Bring it all to a boil over med/hi and cook for about 3 minutes, whisking constantly, until thickened, and remove from heat.

Meat:
1 tablespoon vegetable oil
1 onion, sliced thin
1 1/4 pounds 85 percent lean ground beef
1 teaspoon pepper
3/4 teaspoon salt

Get the pan and oil hot over med/hi heat and add onions, beef, pepper and salt. Cook/stir/break apart until moisture is evaporated and the beef is browned (about 10 minutes).

Add sauce and continue cooking until you reach a boil. Reduce to med and continue cooking for about a minute (or until thickened slightly).

Serve ‘‘em up!


----------



## Chief Longwind Of The North (Nov 7, 2021)

ScottinPollock said:


> Sauce:
> 1 cup ketchup
> 3 tablespoons cider vinegar
> 2 tablespoons packed brown sugar
> ...



Thanks.  This recipe is similar to my own, with a few additions to mine.  Hrere it is for comparison:

Chef's Sloppy Joes

Ingredients:
1‑4 oz. can tomato paste
1‑6 oz can Tomato Sauce
1‑12 oz. can dark red kidney beans
½ clove minced garlic
½  medium yellow onion, diced
3 heaping tbs. chopped green pepper
1/4 cup dark brown sugar (for Diabetics, substitute an equal 
    amount of Splenda brand sweetener and a tsp. of molasses)
1 tsp. Chili Powder
½ tsp. Salt
1 tbs. Worcestershire Sauce
1 bay leaf, crumbled
2 tbs. olive oil
1 lb. ground beef

.I believe both are better than the canned stuff.

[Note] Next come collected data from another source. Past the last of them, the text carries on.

PR #12015, opened 2026-07-14
[#12014] fix(core): Don't wrap plain ClassNotFoundException in IsolatedClassLoader

### LINKED ISSUE #12014: [Bug report] IsolatedClassLoader fails to resolve java.lang simple names for generated code
### Version

main branch

### Describe what's wrong

When generated Java code is compiled or resolved inside Gravitino's isolated catalog classloader, simple names from `java.lang`, such as `Override`, may be requested directly from the classloader.

`IsolatedClassLoader` currently treats names without a package as normal class names and fails to resolve them as `java.lang` classes. This can break codegen-based libraries that rely on the context classloader, such as Janino usage triggered by generated-code paths.

The generated-code path may fail with `ClassNotFoundException` for simple `java.lang` names, for example:

```text
ClassNotFoundException: Class not found Override
```

### How to reproduce

Use a catalog/library path that performs Java code generation under Gravitino's isolated classloader and asks the context classloader to resolve simple `java.lang` annotation names.

A minimal reproduction is loading `Override` through `IsolatedClassLoader`:

```java
classLoader.withClassLoader(cl -> cl.loadClass("Override"));
```

Before the fix this fails; after the fix it resolves to `java.lang.Override`.

### Additional context

This is a compatibility issue in `IsolatedClassLoader` class resolution. The fix should not declare support for a new Paimon version; it only makes the isolated classloader correctly handle simple `java.lang` names used by generated-code / Janino paths.

jarredhj0214:

This PR updates `IsolatedClassLoader.CustomURLClassLoader#loadClass` to rethrow a
`ClassNotFoundException` from `doLoadClass` as-is, instead of wrapping it in a new
`ClassNotFoundException` with a cause. Other exceptions are still wrapped as before.

It also adds a unit test verifying that a class-miss surfaces as a plain
`ClassNotFoundException` with a `null` cause.

Probe-driven callers such as Janino (used by codegen paths, e.g. Paimon) try a series of
candidate class names (`Override`, then `java.lang.Override`, ...) and rely on the standard
classloader contract: a `ClassNotFoundException` with a `null` cause means "class does not
exist, try the next candidate", while a non-null cause means a fatal loading failure.

`IsolatedClassLoader` previously wrapped every miss in a `ClassNotFoundException` with a
cause, which turned an ordinary probe miss into a fatal failure and broke such codegen
paths under the isolated catalog classloader.

Note: the classloader does not (and should not) resolve simple names like `Override` to
`java.lang.Override` itself; with this fix, probing callers can handle that themselves.

Fix: #12014

No.

Added `testClassNotFoundExceptionDoesNotWrapProbeMiss` in `TestIsolatedClassLoader`,
which fails against the old wrapping behavior and passes with this change.

### DIFF
--- a/core/src/main/java/org/apache/gravitino/utils/IsolatedClassLoader.java
+++ b/core/src/main/java/org/apache/gravitino/utils/IsolatedClassLoader.java
@@ -172,8 +172,13 @@ public class IsolatedClassLoader implements Closeable {
 
       try {
         return clazz == null ? doLoadClass(name, resolve) : clazz;
+      } catch (ClassNotFoundException e) {
+        // Probe-driven callers, such as Janino, use a plain ClassNotFoundException as a
+        // signal that the current candidate name missed and they should try the next one.
+        // Wrapping it with a cause changes that signal into a fatal loading failure.
+        throw e;
       } catch (Exception e) {
-        throw new ClassNotFoundException("Class not found " + name, e);
+        throw new ClassNotFoundException("Failed to load " + name, e);
       }
     }
 
--- a/core/src/main/java/org/apache/gravitino/utils/IsolatedClassLoader.java
+++ b/core/src/main/java/org/apache/gravitino/utils/IsolatedClassLoader.java
@@ -172,8 +172,10 @@ public class IsolatedClassLoader implements Closeable {
 
       try {
         return clazz == null ? doLoadClass(name, resolve) : clazz;
+      } catch (ClassNotFoundException e) {
+        throw e;
       } catch (Exception e) {
-        throw new ClassNotFoundException("Class not found " + name, e);
+        throw new ClassNotFoundException("Failed to load " + name, e);
       }
     }
 
--- a/core/src/test/java/org/apache/gravitino/utils/TestIsolatedClassLoader.java
+++ b/core/src/test/java/org/apache/gravitino/utils/TestIsolatedClassLoader.java
@@ -45,6 +45,18 @@ public class TestIsolatedClassLoader {
   }
 
   @Test
+  public void testClassNotFoundExceptionDoesNotWrapProbeMiss() {
+    // Probe-driven callers such as Janino expect a plain ClassNotFoundException for misses
+    // so they can continue trying the next candidate name.
+    ClassNotFoundException exception =
+        Assertions.assertThrows(
+            ClassNotFoundException.class,
+            () -> classLoader.withClassLoader(cl -> cl.loadClass("UnknownProbeClass")));
+
+    Assertions.assertNull(exception.getCause());
+  }
+
+  @Test
   public void testHivePackageRecognizedAsCatalogClass() throws Exception {
     // org.apache.gravitino.hive.* was moved from catalog.hive.* by HiveClient refactoring.
     // These must be treated as catalog classes so they are loaded by the IsolatedClassLoader,


core/src/main/java/org/apache/gravitino/utils/IsolatedClassLoader.java
```diff
@@ -178,6 +178,14 @@ protected Class<?> loadClass(String name, boolean resolve) throws ClassNotFoundE
     }
 
     private Class<?> doLoadClass(String name, boolean resolve) throws Exception {
+      if (!name.contains(".")) {
+        try {
+          return getRootClassLoader().loadClass("java.lang." + name);
```
yuqi1129: I recommend that you come up with a thorough resolution to fix this problem. The fix only works for classes that are in the package `java.lang`. What if the class is in the package `java.utils` or another?

yuqi1129:
The `java.lang` mapping fixes the reported symptom, but the root cause is broader: Janino probes name candidates one by one and relies on `ClassNotFoundException` **without a cause** to mean "class doesn't exist, try the next candidate" (see `ClassLoaderIClassLoader#findIClass`). Our `loadClass()` wraps every failure into a CNFE **with a cause**, so any benign probe miss is treated as a fatal load error.

That's why this fix only covers names that happen to exist in `java.lang`: e.g. generated code with `import java.util.*;` using a bare `List` still aborts — the bare-name probe fails with a caused CNFE before Janino ever tries `java.util.List`.

Suggested change in `CustomURLClassLoader.loadClass()` — keep pure not-found cause-less, wrap only real loading failures:

```java
try {
  return clazz == null ? doLoadClass(name, resolve) : clazz;
} catch (ClassNotFoundException e) {
  throw e; // benign miss: keep it cause-less for probe-driven callers (Janino)
} catch (Exception e) {
  throw new ClassNotFoundException("Failed to load " + name, e);
}
```

With this, the `java.lang` special case becomes unnecessary (Janino falls back to `java.lang.Override` by itself via the shared `java.` path). If you keep it as a compatibility shim, note it currently shadows any legitimate default-package class whose name collides with a `java.lang` one (`Compiler`, `Process`, `Record`, ...), since it runs before the normal lookup. A regression test with `import java.util.*;` + bare simple name would lock in the general fix.

jarredhj0214:
> The `java.lang` mapping fixes the reported symptom, but the root cause is broader: Janino probes name candidates one by one and relies on `ClassNotFoundException` **without a cause** to mean "class doesn't exist, try the next candidate" (see `ClassLoaderIClassLoader#findIClass`). Our `loadClass()` wraps every failure into a CNFE **with a cause**, so any benign probe miss is treated as a fatal load error.
> 
> That's why this fix only covers names that happen to exist in `java.lang`: e.g. generated code with `import java.util.*;` using a bare `List` still aborts — the bare-name probe fails with a caused CNFE before Janino ever tries `java.util.List`.
> 
> Suggested change in `CustomURLClassLoader.loadClass()` — keep pure not-found cause-less, wrap only real loading failures:
> 
> ```java
> try {
>   return clazz == null ? doLoadClass(name, resolve) : clazz;
> } catch (ClassNotFoundException e) {
>   throw e; // benign miss: keep it cause-less for probe-driven callers (Janino)
> } catch (Exception e) {
>   throw new ClassNotFoundException("Failed to load " + name, e);
> }
> ```
> 
> With this, the `java.lang` special case becomes unnecessary (Janino falls back to `java.lang.Override` by itself via the shared `java.` path). If you keep it as a compatibility shim, note it currently shadows any legitimate default-package class whose name collides with a `java.lang` one (`Compiler`, `Process`, `Record`, ...), since it runs before the normal lookup. A regression test with `import java.util.*;` + bare simple name would lock in the general fix.

Thanks for the detailed explanation. I updated the PR to follow this direction.

Instead of resolving `java.lang` simple names in `IsolatedClassLoader`, the latest change preserves the original `ClassNotFoundException` for normal class probe misses and only wraps non-CNFE loading failures. This keeps Janino's probing behavior intact, so it can continue trying candidate names such as `java.lang.Override` or imported classes like `java.util.List`.

I also removed the `java.lang` simple-name shortcut to avoid shadowing legitimate default-package classes, and added a regression test to verify that probe misses are not wrapped with a cause.

yuqi1129:
@jarredhj0214 

Have you verified whether the following code works in your environment?

```java
try {
  return clazz == null ? doLoadClass(name, resolve) : clazz;
} catch (ClassNotFoundException e) {
  throw e; // benign miss: keep it cause-less for probe-driven callers (Janino)
} catch (Exception e) {
  throw new ClassNotFoundException("Failed to load " + name, e);
}
```

jarredhj0214:
Yes, I verified it with a Paimon 1.4.1 codegen path close to the original failure.

The verification loads `paimon-bundle-1.4.1.jar` through two isolated `URLClassLoader` variants and triggers the same codegen path:

- `UserDefinedSeqComparator.create(...)`
- `CodeGenUtils.newRecordComparator(...)`
- `GeneratedClass.compile(CodeGenUtils.class.getClassLoader())`
- Paimon's shaded Janino compile

With the old behavior, where class loading misses are wrapped into a caused `ClassNotFoundException`, the compile fails with `ClassNotFoundException: Override`.

With the updated behavior, where plain `ClassNotFoundException` is preserved for probe misses, the same Paimon 1.4.1 codegen path succeeds and returns a `UserDefinedSeqComparator`.

So this change fixes the Janino probing behavior needed by the Paimon 1.4.1 codegen path.

core/src/main/java/org/apache/gravitino/utils/IsolatedClassLoader.java
```diff
@@ -172,8 +172,10 @@ protected Class<?> loadClass(String name, boolean resolve) throws ClassNotFoundE
 
       try {
         return clazz == null ? doLoadClass(name, resolve) : clazz;
+      } catch (ClassNotFoundException e) {
+        throw e;
```
yuqi1129, line 179: Can you add some comments here about why we need to treat `ClassNotFoundException` differently?  Then users can get more details when they review the code.

yuqi1129:
> Yes, I verified it with a Paimon 1.4.1 codegen path close to the original failure.
> 
> The verification loads `paimon-bundle-1.4.1.jar` through two isolated `URLClassLoader` variants and triggers the same codegen path:
> 
> * `UserDefinedSeqComparator.create(...)`
> * `CodeGenUtils.newRecordComparator(...)`
> * `GeneratedClass.compile(CodeGenUtils.class.getClassLoader())`
> * Paimon's shaded Janino compile
> 
> With the old behavior, where class loading misses are wrapped into a caused `ClassNotFoundException`, the compile fails with `ClassNotFoundException: Override`.
> 
> With the updated behavior, where plain `ClassNotFoundException` is preserved for probe misses, the same Paimon 1.4.1 codegen path succeeds and returns a `UserDefinedSeqComparator`.
> 
> So this change fixes the Janino probing behavior needed by the Paimon 1.4.1 codegen path.

Okay.  LGTM except a minor one.

core/src/main/java/org/apache/gravitino/utils/IsolatedClassLoader.java
jarredhj0214: Added comments to explain why `ClassNotFoundException` needs to be treated differently here.

yuqi1129 (approved):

eeeeya; Ch8ief Longwind of the orth


----------



## pepperhead212 (Nov 9, 2021)

Something I don't see in that recipe is the cheese at the end - they topped it with cheese, and broiled them briefly.  

Was this something added by CC, so it's not in the original recipe?


----------



## WhateverYouWant (Nov 9, 2021)

pepperhead212 said:


> Something I don't see in that recipe is the cheese at the end - they topped it with cheese, and broiled them briefly.
> 
> Was this something added by CC, so it's not in the original recipe?



IIRC, it was American cheese on a hoagie roll. Both things I would never do for a sloppy joe.

Not sure what you mean by “CC”. What I posted was the original recipe from the PBS program. I only included the sauce and meat cause I figure folks will add what they like and not be compelled to go with cheese and a hoagie roll.


----------



## pepperhead212 (Nov 9, 2021)

That was Cook's County I meant, by CC.

I made a casserole with that Boogaloo meat sauce, instead of sandwiches.  I made it with venison, and instead of the dried garlic in the sauce, I used 2 large cloves, pressed into the meat, towards the end of the browning, about 2 minutes before adding the sauce.   I cooked some brown basmati  rice and oat groats together, and rinsed a can of dark red kidney beans, and mixed that into the grains, and put that into a 2 qt casserole. I spread the meat sauce on the casserole, then I topped it with some shredded _queso panela_ - a mild  Mexican cheese that browns well, and has a slightly buttery flavor.  


Boogaloo sauce, cooked and set aside. by pepperhead212, on Flickr



Browned onions and venison, with Boogaloo sauce added. by pepperhead212, on Flickr



Finished Boogaloo meat sauce. by pepperhead212, on Flickr



Added a can of rinsed kidney beans to some of the grains. by pepperhead212, on Flickr



Meat sauce spread evenly over the beans and grains. by pepperhead212, on Flickr



Topped with shredded queso panela. by pepperhead212, on Flickr



Finished Boogaloo casserole, baked 12 minutes in a 425°  convection oven. by pepperhead212, on Flickr


----------